## Required action
Locate the line that contains "-15,6 +15,7 @@" in the entries below, then repeat it and every following line through the line that contains "I believe the", exactly, and no others.
═══ Source records ═══
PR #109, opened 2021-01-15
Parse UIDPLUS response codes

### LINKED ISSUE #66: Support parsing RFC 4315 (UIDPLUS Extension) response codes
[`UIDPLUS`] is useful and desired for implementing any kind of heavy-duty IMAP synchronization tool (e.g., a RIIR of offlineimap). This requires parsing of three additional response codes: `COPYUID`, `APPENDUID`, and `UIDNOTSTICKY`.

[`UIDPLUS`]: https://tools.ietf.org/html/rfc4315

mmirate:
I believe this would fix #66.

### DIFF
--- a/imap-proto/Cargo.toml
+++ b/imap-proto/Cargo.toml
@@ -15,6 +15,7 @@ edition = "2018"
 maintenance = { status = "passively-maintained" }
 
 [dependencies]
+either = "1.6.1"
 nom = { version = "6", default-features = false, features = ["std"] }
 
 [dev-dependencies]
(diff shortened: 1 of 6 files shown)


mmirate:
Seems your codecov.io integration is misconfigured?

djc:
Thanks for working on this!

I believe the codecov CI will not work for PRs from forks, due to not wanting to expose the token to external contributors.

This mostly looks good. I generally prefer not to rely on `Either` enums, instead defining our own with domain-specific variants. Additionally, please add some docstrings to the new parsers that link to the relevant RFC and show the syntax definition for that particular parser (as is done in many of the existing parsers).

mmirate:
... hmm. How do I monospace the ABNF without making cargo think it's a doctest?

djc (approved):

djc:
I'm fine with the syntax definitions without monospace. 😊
═══
## Answer space
@@ -15,6 +15,7 @@ edition = "2018"
 maintenance = { status = "passively-maintained" }
 
 [dependencies]
+either = "1.6.1"
 nom = { version = "6", default-features = false, features = ["std"] }
 
 [dev-dependencies]
(diff shortened: 1 of 6 files shown)


mmirate:
Seems your codecov.io integration is misconfigured?

djc:
Thanks for working on this!

I believe the codecov CI will not work for PRs from forks, due to not wanting to expose the token to external contributors.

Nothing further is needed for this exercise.